**Problem requirements:** Transcribe, verbatim, every line from the start of the entries through the line that contains "### LINKED ISSUE"; include both boundary lines and omit all others.

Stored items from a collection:
================================

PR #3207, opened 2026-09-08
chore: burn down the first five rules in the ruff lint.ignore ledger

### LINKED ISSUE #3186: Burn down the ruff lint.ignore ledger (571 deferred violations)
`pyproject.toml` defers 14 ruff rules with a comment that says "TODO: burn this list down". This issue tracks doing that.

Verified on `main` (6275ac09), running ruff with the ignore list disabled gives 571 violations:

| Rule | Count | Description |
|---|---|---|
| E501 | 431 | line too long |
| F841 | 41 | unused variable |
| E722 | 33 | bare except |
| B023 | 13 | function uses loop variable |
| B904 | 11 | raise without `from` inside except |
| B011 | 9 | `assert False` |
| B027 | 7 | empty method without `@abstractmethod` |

================================

**Response area:**
PR #3207, opened 2026-09-08
chore: burn down the first five rules in the ruff lint.ignore ledger

### LINKED ISSUE #3186: Burn down the ruff lint.ignore ledger (571 deferred violations)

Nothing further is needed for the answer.